_What the exercise asks_: Could you count the lines in the listing that include the word "response"? Give only the number.

_Supplied data_:
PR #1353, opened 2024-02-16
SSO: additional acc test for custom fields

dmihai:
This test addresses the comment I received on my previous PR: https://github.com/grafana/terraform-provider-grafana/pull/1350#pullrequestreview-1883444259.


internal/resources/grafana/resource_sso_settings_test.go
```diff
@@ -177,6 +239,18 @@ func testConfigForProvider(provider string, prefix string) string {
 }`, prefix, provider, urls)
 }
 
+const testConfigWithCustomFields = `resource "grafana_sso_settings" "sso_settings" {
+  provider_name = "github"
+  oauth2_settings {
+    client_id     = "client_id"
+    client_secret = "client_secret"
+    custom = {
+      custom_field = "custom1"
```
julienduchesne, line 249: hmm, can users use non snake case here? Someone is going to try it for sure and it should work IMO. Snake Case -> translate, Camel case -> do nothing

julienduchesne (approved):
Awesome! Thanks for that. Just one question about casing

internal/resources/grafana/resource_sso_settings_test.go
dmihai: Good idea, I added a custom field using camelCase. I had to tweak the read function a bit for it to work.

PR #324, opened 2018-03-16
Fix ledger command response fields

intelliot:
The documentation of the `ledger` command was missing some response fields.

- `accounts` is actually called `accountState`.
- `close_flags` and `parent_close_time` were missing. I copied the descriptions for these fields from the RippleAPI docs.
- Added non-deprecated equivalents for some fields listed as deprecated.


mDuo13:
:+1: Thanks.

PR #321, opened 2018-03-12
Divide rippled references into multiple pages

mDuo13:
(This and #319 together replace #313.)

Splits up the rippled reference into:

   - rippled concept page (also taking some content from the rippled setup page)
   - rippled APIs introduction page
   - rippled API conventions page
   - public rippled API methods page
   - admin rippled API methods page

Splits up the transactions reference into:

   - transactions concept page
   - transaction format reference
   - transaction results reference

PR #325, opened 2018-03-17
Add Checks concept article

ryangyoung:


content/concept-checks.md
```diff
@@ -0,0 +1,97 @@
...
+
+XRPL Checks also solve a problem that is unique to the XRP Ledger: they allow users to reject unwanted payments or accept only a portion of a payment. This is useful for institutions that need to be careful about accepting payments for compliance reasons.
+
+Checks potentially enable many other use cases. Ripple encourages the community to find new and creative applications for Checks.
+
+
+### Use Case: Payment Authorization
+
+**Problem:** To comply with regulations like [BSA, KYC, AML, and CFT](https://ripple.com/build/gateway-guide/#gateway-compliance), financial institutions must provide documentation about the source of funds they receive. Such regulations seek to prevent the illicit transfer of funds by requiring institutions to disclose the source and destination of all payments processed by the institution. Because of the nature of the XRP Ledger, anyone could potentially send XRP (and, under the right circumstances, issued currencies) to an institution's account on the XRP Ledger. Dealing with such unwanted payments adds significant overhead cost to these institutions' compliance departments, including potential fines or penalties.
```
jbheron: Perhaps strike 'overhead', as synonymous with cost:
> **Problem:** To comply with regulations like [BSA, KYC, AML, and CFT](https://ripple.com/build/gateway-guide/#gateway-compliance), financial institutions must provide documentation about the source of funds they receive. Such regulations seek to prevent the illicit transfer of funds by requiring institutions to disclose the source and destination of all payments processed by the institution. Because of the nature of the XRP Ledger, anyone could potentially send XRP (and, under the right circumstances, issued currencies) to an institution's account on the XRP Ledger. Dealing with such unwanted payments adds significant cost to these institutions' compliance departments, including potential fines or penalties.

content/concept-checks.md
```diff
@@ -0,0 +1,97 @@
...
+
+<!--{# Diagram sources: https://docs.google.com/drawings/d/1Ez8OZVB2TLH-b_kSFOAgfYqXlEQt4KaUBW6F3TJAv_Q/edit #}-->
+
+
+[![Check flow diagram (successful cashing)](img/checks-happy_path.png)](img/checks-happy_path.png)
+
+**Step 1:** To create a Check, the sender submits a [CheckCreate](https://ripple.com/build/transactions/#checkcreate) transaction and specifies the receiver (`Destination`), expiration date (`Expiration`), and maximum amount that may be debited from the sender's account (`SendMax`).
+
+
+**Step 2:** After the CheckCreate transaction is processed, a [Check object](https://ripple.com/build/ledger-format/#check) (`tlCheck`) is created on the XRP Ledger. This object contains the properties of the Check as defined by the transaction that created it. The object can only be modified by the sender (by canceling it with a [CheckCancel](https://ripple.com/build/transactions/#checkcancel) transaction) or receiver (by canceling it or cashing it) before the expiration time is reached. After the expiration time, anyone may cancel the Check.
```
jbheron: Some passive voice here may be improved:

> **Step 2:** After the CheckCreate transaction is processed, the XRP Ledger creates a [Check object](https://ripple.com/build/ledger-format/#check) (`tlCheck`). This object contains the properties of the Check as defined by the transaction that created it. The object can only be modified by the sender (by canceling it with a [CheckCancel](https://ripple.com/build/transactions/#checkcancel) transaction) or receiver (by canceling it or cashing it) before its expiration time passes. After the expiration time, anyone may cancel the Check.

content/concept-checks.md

_Your solution_: 2